In fact, the government can't draw on past reserves to help pay for Budget expenditure, unless it gets the President's approval. The last and only time this happened was in 2009, when former president SR Nathan approved a S$4.9 billion drawdown during the global financial crisis. And with the recession turning out milder than initially feared, the government used just S$4 billion - which it returned in 2011.

Under the NIR framework, the government can only spend up to 50 per cent of the total expected returns of all three investment entities - Temasek, GIC, and the Monetary Authority of Singapore (MAS). Also, if the government's assets fall short of its liabilities, there can be no contribution from the investment returns on reserves in the Budget.

Amid the passionate calls for fiscal prudence and sustainability, it's worth remembering two other points. First, Singapore has never failed to balance its budget within each term of government. Second, land sales revenue is not included in the Budget statement, despite it being viewed by many as a potential pool of money for expenditure. Under the Constitution, state land and revenues from land sales form part of Singapore's past reserves - it is not available for spending.

If all of this isn't prudent, then what is?

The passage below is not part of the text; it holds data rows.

PR #15395, opened 2020-11-25
Add xpost data model to Core Data

guarani:
Addresses https://github.com/wordpress-mobile/gutenberg-mobile/issues/2602

This PR is part of the effort to implement xposts in the Gutenberg mobile editor.

This step adds the Core Data models that will be used in later PRs. The new data model, `SiteSuggestion` is modeled very similar to the existing `UserSuggestion` which serves @-mentions.

The changes here are:

- Add new Core Data model `WordPress 103` with new entity `SiteSuggestion`
- Add a one-to-many relationship between `Blog` and `SiteSuggestion`

## To test

There are no user-facing changes here, ideally a code review will suffice for now — in a later PR we will add UI that uses these data models to allow the user to xpost from inside the Gutenberg editor.

PR submission checklist:

- [x] I have considered adding unit tests where possible.
- [x] I have considered adding accessibility improvements for my changes.
- [x] I have considered if this change warrants user-facing release notes and have added them to `RELEASE-NOTES.txt` if necessary.

PR #15402, opened 2020-11-27
Revert "Add xpost data model to Core Data"

guarani:
Reverts wordpress-mobile/WordPress-iOS#15395

I'm reverting this PR since it would have been better if I'd merged to `gutenberg/after_1.42.0` instead of `develop`. The reason is that while the Gutenberg Mobile release 1.42.0 is in progress, any changes to WPiOS that relate to Gutenberg in anyway (even indirectly) should be merged to `gutenberg/after_1.42.0` to avoid being included in the upcoming WPiOS release that includes 1.42.0.

In this case, it would not have broken the Gutenberg release (or the WPiOS release) in any way. However, I need this PR on `gutenberg/after_1.42.0` to continue making changes that depend on it as well as other changes that have been merged to `gutenberg/after_1.42.0`.


ceyhun (approved):
LGTM!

Certainly, it's important to uphold principles of fiscal prudence, to interrogate heightened public expenditure, to hold the government to account. These are things Singaporeans hope and expect their parliamentarians to continue doing.

But MPs also have a duty to put things in context. Where does Singapore stand in comparison to the rest of the world, and in comparison to its past?

After all, while it may seem that the government is now making broad strides to the left, perhaps this is only so because it has - and for so long - been seen sitting closer to the right.